» **Exercise data**:

PR #4134, opened 2016-12-27
Fixes #17850 - Prevent 414 on architecture/usergroup

dLobatog:
These two fields had been modified using change_column in other
migrations which removed the limit on 'name'. This causes a 414 if
you create a very long name and try to edit the field.

After the change, the limit is restored so very long names are
forbidden by validates_length_in_database and 414s are prevented

### DIFF
--- a/db/migrate/20161227082709_change_architecture_name_limit.rb
+++ b/db/migrate/20161227082709_change_architecture_name_limit.rb
@@ -1,0 +1,5 @@
+class ChangeArchitectureNameLimit < ActiveRecord::Migration
+  def change
+    change_column :architectures, :name, :string, :default => nil, :limit => 255
+  end
+end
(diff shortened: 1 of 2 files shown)


dLobatog:
[test foreman]
[test katello]

tbrisker:
These limits are already in place AFAICT, which migration removed them? Also, architecture name cannot be nil.

dLobatog:
@tbrisker Thanks for taking a look, here's what happened: 

* The limits are removed by `db/migrate/20150602153751_change_usergroup_name_to_be_required.rb` and `db/migrate/20140707113214_remove_architecture_default.rb`, where the column was changed without setting a limit. A way to reproduce this is to create a database from scratch, migrate up to that migration, and check `\d+ architectures` on `psql`, then continue the migration and run `\d+ architectures` again, you'll see how the limit is removed.
* I purposefully kept the default as the same of http://projects.theforeman.org/issues/6506

I rebased and pushed again to make sure tests pass (this PR was submitted prior to the concurrent-ruby-edge fix)

tbrisker:
@dLobatog Huh, I tried creating a new db and indeed the limits were removed. very strange it didn't appear on my older db, possibly rails changed something in how change_columns works? anyways, merging, thanks.

PR #4135, opened 2016-12-27
Fixes #17852 - Pin concurrent-ruby-edge to 0.2.3

dLobatog:
test_develop is red due to the foreman_tasks -> dynflow ->
concurrent_ruby_edge dependency. 0.3.0 Promises are incompatible with
0.2.3 Futures.

https://github.com/Dynflow/dynflow/pull/212 is meant to fix it there,
but since all committers are out we have to fix it in Foreman until a
new dynflow release comes out.

### DIFF
--- a/bundler.d/foreman_tasks.rb
+++ b/bundler.d/foreman_tasks.rb
@@ -1,3 +1,4 @@
 group :foreman_tasks do
   gem 'foreman-tasks', '>= 0.8.5'
+  gem 'concurrent-ruby-edge', '0.2.3'
 end


dLobatog:
[test upgrade]

dLobatog:
[test upgrade]

dLobatog:
The foreman tests job tries to install `nokogiri 1.6.8` (which works on ruby 2.0) 'http://ci.theforeman.org/job/test_develop_pr_core/11543/database=postgresql,ruby=2.0.0,slave=fast/consoleFull' because roadie-rails requires it.  

However on upgrades (from 1.11-stable!) there's no `roadie-rails` to require `nokogiri < 1.7.0`. It tries to install `nokogiri 1.7.0` on ruby 2.0.0 and it fails. I've fixed it by pinning nokogiri too. 

edit: nope, it has to be fixed on 1.11-stable, I don't think that makes sense

dLobatog:
https://github.com/theforeman/foreman-infra/pull/265 is supposed to fix the upgrade job by upgrading from a more recent version

dLobatog:
(in any case, this PR can be merged to fix all jobs but test_develop_upgrade)

ohadlevy:
thanks @dLobatog, I can confirm this solves the current issue.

» **What needs to be done**: Each entry is to be retyped exactly as it appears.

» **Solution for this problem**:
PR #4134, opened 2016-12-27
Fixes #17850 - Prevent 414 on architecture/usergroup

dLobatog:
These two fields had been modified using change_column in other
migrations which removed the limit on 'name'. This causes a 414 if
you create a very long name and try to edit the field.

After the change, the limit is restored so very long names are
forbidden by validates_length_in_database and 414s are prevented

### DIFF
--- a/db/migrate/20161227082709_change_architecture_name_limit.rb
+++ b/db/migrate/20161227082709_change_architecture_name_limit.rb
@@ -1,0 +1,5 @@
+class ChangeArchitectureNameLimit < ActiveRecord::Migration
+  def change
+    change_column :architectures, :name, :string, :default => nil, :limit => 255
+  end
+end
(diff shortened: 1 of 2 files shown)


dLobatog:
[test foreman]
[test katello]

tbrisker:
These limits are already in place AFAICT, which migration removed them? Also, architecture name cannot be nil.

dLobatog:
@tbrisker Thanks for taking a look, here's what happened: 

* The limits are removed by `db/migrate/20150602153751_change_usergroup_name_to_be_required.rb` and `db/migrate/20140707113214_remove_architecture_default.rb`, where the column was changed without setting a limit. A way to reproduce this is to create a database from scratch, migrate up to that migration, and check `\d+ architectures` on `psql`, then continue the migration and run `\d+ architectures` again, you'll see how the limit is removed.
* I purposefully kept the default as the same of http://projects.theforeman.org/issues/6506

I rebased and pushed again to make sure tests pass (this PR was submitted prior to the concurrent-ruby-edge fix)

tbrisker:
@dLobatog Huh, I tried creating a new db and indeed the limits were removed. very strange it didn't appear on my older db, possibly rails changed something in how change_columns works? anyways, merging, thanks.

PR #4135, opened 2016-12-27
Fixes #17852 - Pin concurrent-ruby-edge to 0.2.3

dLobatog:
test_develop is red due to the foreman_tasks -> dynflow ->
concurrent_ruby_edge dependency. 0.3.0 Promises are incompatible with
0.2.3 Futures.

https://github.com/Dynflow/dynflow/pull/212 is meant to fix it there,
but since all committers are out we have to fix it in Foreman until a
new dynflow release comes out.

### DIFF
--- a/bundler.d/foreman_tasks.rb
+++ b/bundler.d/foreman_tasks.rb
@@ -1,3 +1,4 @@
 group :foreman_tasks do
   gem 'foreman-tasks', '>= 0.8.5'
+  gem 'concurrent-ruby-edge', '0.2.3'
 end


dLobatog:
[test upgrade]

dLobatog:
[test upgrade]

dLobatog:
The foreman tests job tries to install `nokogiri 1.6.8` (which works on ruby 2.0) 'http://ci.theforeman.org/job/test_develop_pr_core/11543/database=postgresql,ruby=2.0.0,slave=fast/consoleFull' because roadie-rails requires it.  

However on upgrades (from 1.11-stable!) there's no `roadie-rails` to require `nokogiri < 1.7.0`. It tries to install `nokogiri 1.7.0` on ruby 2.0.0 and it fails. I've fixed it by pinning nokogiri too. 

edit: nope, it has to be fixed on 1.11-stable, I don't think that makes sense

dLobatog:
https://github.com/theforeman/foreman-infra/pull/265 is supposed to fix the upgrade job by upgrading from a more recent version

dLobatog:
(in any case, this PR can be merged to fix all jobs but test_develop_upgrade)

ohadlevy:
thanks @dLobatog, I can confirm this solves the current issue.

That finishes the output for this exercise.